▶ What you will do: Print exactly the lines below between the line holding "PR #309, opened 2021-12-23" and the line holding "### LINKED ISSUE", inclusive, and nothing more.

Dataset records:
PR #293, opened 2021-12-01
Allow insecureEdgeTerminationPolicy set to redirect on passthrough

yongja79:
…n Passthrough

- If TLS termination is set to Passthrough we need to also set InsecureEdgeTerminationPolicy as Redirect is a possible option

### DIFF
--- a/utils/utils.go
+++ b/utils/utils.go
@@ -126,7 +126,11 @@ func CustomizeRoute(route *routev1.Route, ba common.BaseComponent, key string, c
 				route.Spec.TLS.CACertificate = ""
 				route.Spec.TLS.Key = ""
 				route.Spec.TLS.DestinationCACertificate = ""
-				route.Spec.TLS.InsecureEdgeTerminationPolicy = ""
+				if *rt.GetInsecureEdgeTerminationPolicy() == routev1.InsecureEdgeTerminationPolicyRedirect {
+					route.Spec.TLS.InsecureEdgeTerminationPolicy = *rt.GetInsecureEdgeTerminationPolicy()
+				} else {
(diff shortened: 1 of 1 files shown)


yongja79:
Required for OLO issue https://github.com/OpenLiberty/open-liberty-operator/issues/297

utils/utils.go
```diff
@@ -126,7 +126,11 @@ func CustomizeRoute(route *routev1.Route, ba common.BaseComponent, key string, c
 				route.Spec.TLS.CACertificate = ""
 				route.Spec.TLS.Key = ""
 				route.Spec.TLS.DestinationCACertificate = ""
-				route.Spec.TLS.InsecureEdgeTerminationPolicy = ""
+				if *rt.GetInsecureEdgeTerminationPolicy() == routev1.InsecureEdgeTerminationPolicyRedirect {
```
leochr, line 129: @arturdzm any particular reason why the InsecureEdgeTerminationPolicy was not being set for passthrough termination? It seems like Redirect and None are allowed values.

--

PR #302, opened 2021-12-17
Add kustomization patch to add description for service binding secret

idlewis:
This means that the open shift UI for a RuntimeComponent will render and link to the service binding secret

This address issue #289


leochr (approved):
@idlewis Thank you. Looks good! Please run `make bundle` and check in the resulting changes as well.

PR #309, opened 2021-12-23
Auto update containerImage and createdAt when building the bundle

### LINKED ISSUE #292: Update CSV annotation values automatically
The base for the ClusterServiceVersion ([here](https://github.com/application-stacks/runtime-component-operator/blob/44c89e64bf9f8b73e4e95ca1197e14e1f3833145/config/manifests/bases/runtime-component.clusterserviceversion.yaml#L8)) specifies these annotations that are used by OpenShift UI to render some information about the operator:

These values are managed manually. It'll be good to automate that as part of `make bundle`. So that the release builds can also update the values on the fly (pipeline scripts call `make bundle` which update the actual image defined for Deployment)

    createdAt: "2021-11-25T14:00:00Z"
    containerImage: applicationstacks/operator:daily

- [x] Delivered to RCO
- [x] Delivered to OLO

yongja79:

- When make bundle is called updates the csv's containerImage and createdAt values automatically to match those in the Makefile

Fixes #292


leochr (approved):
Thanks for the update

...

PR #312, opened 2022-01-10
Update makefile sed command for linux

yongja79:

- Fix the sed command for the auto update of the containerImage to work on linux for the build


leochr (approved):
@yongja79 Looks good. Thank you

▶ Solution to this exercise:
PR #309, opened 2021-12-23
Auto update containerImage and createdAt when building the bundle

### LINKED ISSUE #292: Update CSV annotation values automatically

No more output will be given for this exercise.